Here’s a bit of random trivia for you. Robert Downey, Jr. was born April 4, 1965. I was born April 3, 1968. We’re both Aries (stubborn/bullheaded/fiery/passionate/sensual/adventurous/fun). We are both addicts. Why am I not surprised I am born under the same sign and only a day apart. I’ve always loved the man, but now I get it even more. Hey, I watched Biography recently because, well the man flips my damn trigger. I’d let him watch t.v. while he did me for the love of God! Okay, enough about him. DAMN is the man HAWT! Seriously, enough.

I’ve been sober for a week. I’ve been getting better by the day. The depression is waning and so is the anxiety. I went back to exercising. Which is such a good addiction to have. My joints hurt and my muscles are sore. But hey, it’s so much better than a hangover.

Not sure why but the song below resonates with me. He was newly sober, but had incredible support. I have incredible support. So on and on this sparkly but tarnished girl goes. BTW the book writing continues…… On and on I go….. With love in my heart, and love by my side.

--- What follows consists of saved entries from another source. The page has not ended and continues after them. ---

PR #170, opened 2017-05-01
TDS-519: Feature/review exam

jeffjohnson9046:
[TDS-519](https://jira.fairwaytech.com/browse/TDS-519): Endpoint for review exam
This PR will also cover [TDS-536](https://jira.fairwaytech.com/browse/TDS-536): Complete Exam: Exam service should set status to 'review'


service/src/main/java/tds/exam/services/impl/ExamServiceImpl.java
```diff
@@ -590,6 +593,20 @@ public void pauseAllExamsInSession(final UUID sessionId) {
         return new Response<>(examConfig);
     }
 
+    @VerifyAccess
+    @Override
+    public Optional<ValidationError> reviewExam(final UUID examId) {
+        boolean isComplete = examSegmentService.checkIfSegmentsCompleted(examId);
+        if (!isComplete) {
```
jtreuting: seems like the if statement could include the call to `checkIfSegmentsCompleted` directly

service/src/main/java/tds/exam/services/impl/ExamServiceImpl.java
```diff
@@ -590,6 +593,20 @@ public void pauseAllExamsInSession(final UUID sessionId) {
...
+            ValidationError error = new ValidationError(ValidationErrorCode.EXAM_INCOMPLETE, "Review Test: Cannot end test because test length is not met.");
```
jtreuting: I'm not sure the message is clear (at least to me).  is it really "Cannot end test because the test segments are not all complete"

millerts: However, is this message used directly on the student side @jeffjohnson9046 ?  If not, then I agree with @jtreuting

service/src/main/java/tds/exam/web/endpoints/ExamController.java
```diff
@@ -84,6 +84,22 @@ public ExamController(ExamService examService) {
         return ResponseEntity.ok(examConfiguration);
     }
 
+    @RequestMapping(value ="/{examId}/review", method = RequestMethod.PUT, produces = MediaType.APPLICATION_JSON_VALUE)
```
millerts: Surprised you didn't use `@PutMapping`

millerts:
@burzum619 maybe we should go over this in person after today's standup.  I'm not following the validation that is missing that you've commented on in both PRs related to this functionality.

service/src/main/java/tds/exam/web/endpoints/ExamController.java
```diff
@@ -84,6 +84,22 @@ public ExamController(ExamService examService) {
...
+    ResponseEntity<NoContentResponseResource> reviewExam(@PathVariable final UUID examId) {
+        final Optional<ValidationError> maybeReviewExamFailure = examService.reviewExam(examId);
+
+        if (maybeReviewExamFailure.isPresent()) {
+            NoContentResponseResource response = new NoContentResponseResource(maybeReviewExamFailure.get());
+            return new ResponseEntity<>(response, HttpStatus.UNPROCESSABLE_ENTITY);
```
wtritch: Should we return the reason for the failure to the caller?  Right now it looks like we never log or respond with the ValidationError's message, or am I missing something?

service/src/main/java/tds/exam/web/endpoints/ExamController.java
```diff
@@ -84,6 +84,22 @@ public ExamController(ExamService examService) {
...
+        }
+
+        Link link = linkTo(methodOn(ExamController.class).getExamById(examId)).withSelfRel();
+        final HttpHeaders headers = new HttpHeaders();
+        headers.add("Location", link.getHref());
+
+        return new ResponseEntity<>(headers, HttpStatus.NO_CONTENT);
```
wtritch: Huh... I don't think I've seen a redirect response from a RESTful endpoint before.  Do we need to do this?
Option 1: the caller receives a 200 OK and goes and fetches the entity
Option 2: we inject the EntityService in here and serve it up if validation succeeds
My vote is Option 1 =)

service/src/test/java/tds/exam/web/endpoints/ExamControllerTest.java
```diff
@@ -227,6 +228,36 @@ public void shouldApproveAccommodationsAndReturnNoErrors() {
...
+
+        assertThat(response.getStatusCode()).isEqualTo(HttpStatus.NO_CONTENT);
+        assertThat(response.getHeaders().containsKey("Location")).isTrue();
+    }
+
+    @Test
+    public void shouldReturnUnprocessableEntityWhenExamCannotBeReviewedBecauseItIsIncomplete() {
+        final UUID examId = UUID.randomUUID();
+        final ValidationError error = new ValidationError(ValidationErrorCode.EXAM_INCOMPLETE,
+            "Review Test: Cannot end test because test length is not met.");
```
wtritch: As the caller, I'd love to see this message if validation failed for any reason.

service/src/main/java/tds/exam/web/endpoints/ExamController.java
millerts: We return the ValidationError object.  It has a message and the error code.  We probably don't need that object anymore (20/20 hindsight and all) because we have to construct the error messages that eventually show on screen due to Student's design.  Anyhow, the ValidationError has a code and a message.  The idea was that student would see the code and get the translated message.  

That being said seeing how this is used in student I also suggest just sending the message back in the body.

wtritch: So a NoContentResponseResource actually sends content to the caller?

service/src/main/java/tds/exam/services/impl/ExamServiceImpl.java
jeffjohnson9046: This message is the exact text from the legacy student application.  To the best of my knowledge, this message is not actually displayed anywhere; it's returned to the caller and ignored.

service/src/main/java/tds/exam/services/impl/ExamServiceImpl.java
```diff
@@ -246,9 +250,11 @@ public ExamServiceImpl(ExamQueryRepository examQueryRepository,
         Exam exam = examQueryRepository.getExamById(examId)
             .orElseThrow(() -> new NotFoundException(String.format("Exam could not be found for id %s", examId)));
 
-        if (!StatusTransitionValidator.isValidTransition(exam.getStatus().getCode(), newStatus.getCode())) {
+        if (!statusChangeValidators.stream().allMatch(v -> v.validate(exam, newStatus))) {
             return Optional.of(new ValidationError(ValidationErrorCode.EXAM_STATUS_TRANSITION_FAILURE,
-                String.format("Transitioning exam status from %s to %s is not allowed", exam.getStatus().getCode(), newStatus.getCode())));
+                String.format("Transitioning exam status from %s to %s is not allowed",
+                    exam.getStatus().getCode(),
+                    newStatus.getCode())));
```
wtritch: Is there any way to allow the individual validators to add a validation failure message?  e.g. I'd like to know *why* I can't go from x -> y

service/src/main/java/tds/exam/utils/statusvalidators/DefaultStatusChangeValidator.java
```diff
@@ -0,0 +1,16 @@
...
+import tds.exam.utils.ExamStatusChangeValidator;
+import tds.exam.utils.StatusTransitionValidator;
+
+@Component
+public class DefaultStatusChangeValidator implements ExamStatusChangeValidator {
+    @Override
+    public boolean validate(final Exam exam, final ExamStatusCode intendedStatus) {
+        return StatusTransitionValidator.isValidTransition(exam.getStatus().getCode(), intendedStatus.getCode());
+    }
+}
```
wtritch: This class feels like an odd wrapper around StatusTransitionValidator.  Is this now the only thing using StatusTransitionValidator?  And, if so, could we just change StatusTransitionValidator to implement ExamStatusChangeValidator?

service/src/main/java/tds/exam/utils/statusvalidators/ReviewStatusChangeValidator.java
```diff
@@ -0,0 +1,34 @@
...
+    }
+
+    @Override
+    public boolean validate(final Exam exam, final ExamStatusCode intendedStatus) {
+        if (!intendedStatus.getCode().equals(ExamStatusCode.STATUS_REVIEW)) {
+            return true;
+        }
+
+        return examSegmentService.checkIfSegmentsCompleted(exam.getId())
+            && StatusTransitionValidator.isValidTransition(exam.getStatus().getCode(), intendedStatus.getCode());
```
wtritch: I think the change validators should be orthogonal.  The StatusTransitionValidator.isValidTransition should have already been checked by a different ExamStatusChangeValidator, right?

jeffjohnson9046:
Pursuant to our in-person code review this morning, I am closing this PR.  A new PR will be opened containing the changes we discussed.

PR #273, opened 2017-12-27
electron-255: fixes electron-255

VishwasShashidhar:
## Description
As a result of electron-205, on Windows, when an item was asked to be "Show in Folder", the item was not being highlighted.

This was because we need to use backslashes and escape them on Windows. It has been fixed now.

## Approach
As per this ticket, found the fix -> https://github.com/electron/electron/issues/11362


VishwasShashidhar:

Special thanks to Harry for sending me a message to tell me to keep writing. You’ll always be my BFF who gets me. Why in God’s name you are still my friend after 14 years I will never fully understand. But I love you Harry.

You’ll Swoop from Incredible Highs

‎”You’ll swoop from incredible highs when you’re just glad to be alive, to those lows when you wish you were dead. And just when you start thinking that you’ve accepted who you are, that changes, too. Because who you are is not permanent”
— Andrew Davidson (The Gargoyle) 

I’m really busy today and don’t have much time to post but I’ve been reading one of the most incredible books. It’s called The Gargoyle. t from As Long As I’m Singing wrote a top 10 book list that I’m trying to work my way through. Of course I had to read a tragic love story first, because it’s the kind of girl that I am. I LOVE love. Especially impossible love. Redemptive love.

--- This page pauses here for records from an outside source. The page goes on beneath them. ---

PR #274, opened 2017-12-28
electron-231: fixes the windows installer config setup issues.

VishwasShashidhar:
## Description
On Windows, during installation, if we uncheck "minimize on close" / "auto launch", the installer was not honoring the selection post install in the config file. Due to this, an user's selection was essentially not useful. The same has been fixed  [Electron-231](https://perzoinc.atlassian.net/browse/electron-231)

## Approach
- #### Problem with the code: In the "SetCheckboxValues" script, we weren't using the updated session variables.
- #### Fix: Used the updated session variable values.


VishwasShashidhar:

VishwasShashidhar:
I'll add this change as part of electron-205. Closing this PR now.

PR #280, opened 2017-12-29
Electron-222 (Fixes Notifications Javascript Error)

KiranNiranjan:
## Description
1. Fixes an error "Object has been destroyed"
2. Added method to close all notifications when the configuration is changed  

## Related Tickets
[JIRA-ticket](https://perzoinc.atlassian.net/browse/ELECTRON-222)
[JIRA-ticket](https://perzoinc.atlassian.net/browse/ELECTRON-254)

## Approach
- #### Problem with the code: There was no safety check added before accessing the browser window
- #### Fix: Added a safety check

### DIFF
--- a/js/notify/electron-notify.js
+++ b/js/notify/electron-notify.js
@@ -165,6 +165,7 @@ function updateConfig(customConfig) {
     if (customConfig.display) {
         displayId = customConfig.display;
     }
+    closeAll();
 }
 
 /**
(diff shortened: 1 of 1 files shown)


js/notify/electron-notify.js
```diff
@@ -711,6 +719,34 @@ function cleanUpInactiveWindow() {
...
+function closeAll() {
+    // Clear out animation Queue and close windows
+    animationQueue.clear();
+
+    activeNotifications.forEach(function(window) {
+        if (window.displayTimer) {
+            clearTimeout(window.displayTimer);
+        }
+        if (window.electronNotifyOnCloseFunc) {
+            // ToDo: fix this: shouldn't delete method on arg
```
VikasShashidhar: Should I wait for this to be fixed?

KiranNiranjan: Done. Removed the block of code as it is not required.

PR #281, opened 2017-12-29
SEARCH-538 (Unit tests / Code refactoring)

keerthi16:
## Description
Unit tests for Electron Search and code refactoring. 


js/search/search.js
```diff
@@ -171,7 +171,7 @@ class Search {
     realTimeIndexing(message) {
         if (!message) {
             log.send(logLevels.ERROR, 'RealTime Indexing: Messages not provided');
-            return new Error('RealTime Indexing: Messages is required');
+            throw new Error('RealTime Indexing: Messages is required');
```
VikasShashidhar: I am curious here. Why do we make this check here? Why not in the calling method instead? Also, typo. Should be ```Messages are required```.

js/search/search.js
```diff
@@ -268,7 +268,7 @@ class Search {
 
             if (!fs.existsSync(this.indexFolderName) || !fs.existsSync(this.realTimeIndex)) {
                 log.send(logLevels.ERROR, 'Index folder does not exist.');
-                reject('Index folder does not exist.');
+                reject(new Error('Index folder does not exist.'));
```
VikasShashidhar: When we are throwing these errors, are we in any case indicating that the process failed? I think it would be good to do that, if at all it is discernible to the user that something like a "real time indexing" is happening.

tests/SearchUtils.test.js
```diff
@@ -0,0 +1,149 @@
...
+        }
+    }
+});
+
+function mockedGetPath(type) {
+    if (type === 'exe') {
+        return executionPath;
+    }
+
+    if (type === 'userData') {
```
VikasShashidhar: Can use switch instead

tests/SearchUtils.test.js
```diff
@@ -0,0 +1,149 @@
...
+    });
+
+    afterAll(function (done) {
+        fs.unlinkSync(searchConfig.FOLDERS_CONSTANTS.USER_CONFIG_FILE);
+        done();
+    });
+
+    describe('Tests for checking disk space', function () {
+
+        it('should return free sapce', function (done) {
```
VikasShashidhar: Typo. ```space```

tests/SearchUtils.test.js
```diff
@@ -0,0 +1,149 @@
...
+                version: 1,
+                language: 'en'
+            };
+            SearchUtilsAPI.updateUserConfig(1234567891011, data).then(function (res) {
+                expect(res).toEqual(data);
+                done();
+            })
+        });
+
+        it('should modify user config file', function (done) {
```
VikasShashidhar: So, what is the difference between the above tests?

VikasShashidhar:
@keerthi16 We should expand our coverage for these tests. I'll merge this one once you make those corrections. We'll track that in a separate ticket later.

js/search/search.js
keerthi16: Just a safety check.

js/search/search.js
keerthi16: @VikasShashidhar We have a ticket for displaying indexing process and errors to the users. Will be handling this there 

Ticket Number : [SEARCH-551](https://perzoinc.atlassian.net/browse/SEARCH-551)

tests/SearchUtils.test.js
keerthi16: The first test is to update the user data which will be empty (the rotation-id will be 0).
In the second test changing the rotation-id and updating to config (after the updated rotation-id will be 1).

js/search/search.js
VikasShashidhar: 👍

js/search/search.js
VikasShashidhar: Yes, I understand. But why here instead of in the calling method? We could avoid a method call if it fails this check there.

tests/SearchUtils.test.js
VikasShashidhar: 👍

VikasShashidhar:
LGTM :+1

I’ve been thinking a lot about redemption this week. About changes. About why I’m still here. About how I could have killed a 19 year old boy that was just going to get a pizza. About my life. About slowing down. About losing two best friends. About, everything. And re-connection. And love. Of course about love. I forgot about the love for myself. The one person that I’m supposed to support I forgot about. Me.

I’ve been so busy flitting from one shiny thing to another I forgot to take care of myself. To stay in touch with old friends. I forgot about God too. I forgot to pray. I forgot to ask for guidance and forgiveness. I forgot my way. Do I believe my car accident was divine intervention? Yes, I do. I know it was. I could have killed a boy. I could have died. I looked down to fuck with my stupid phone and that was all it took.

I have no lasting injuries from the accident. I actually slept better that night than I had in years. The next day, as I lay in bed listening to Roger get ready for the day, I wrote one of my best posts about comfort. The comfort of him. Of his being in the next room. It really was one of my best. I took a pain pill and drifted back to sleep. Roger went to hang out with my mom. They’ve known each other longer than we’ve been married. It’s a long story of how we met. Some day I’ll tell it to you, I’m sure. After I woke up I called the young man that I hit to make sure he was okay. He was and I thanked God.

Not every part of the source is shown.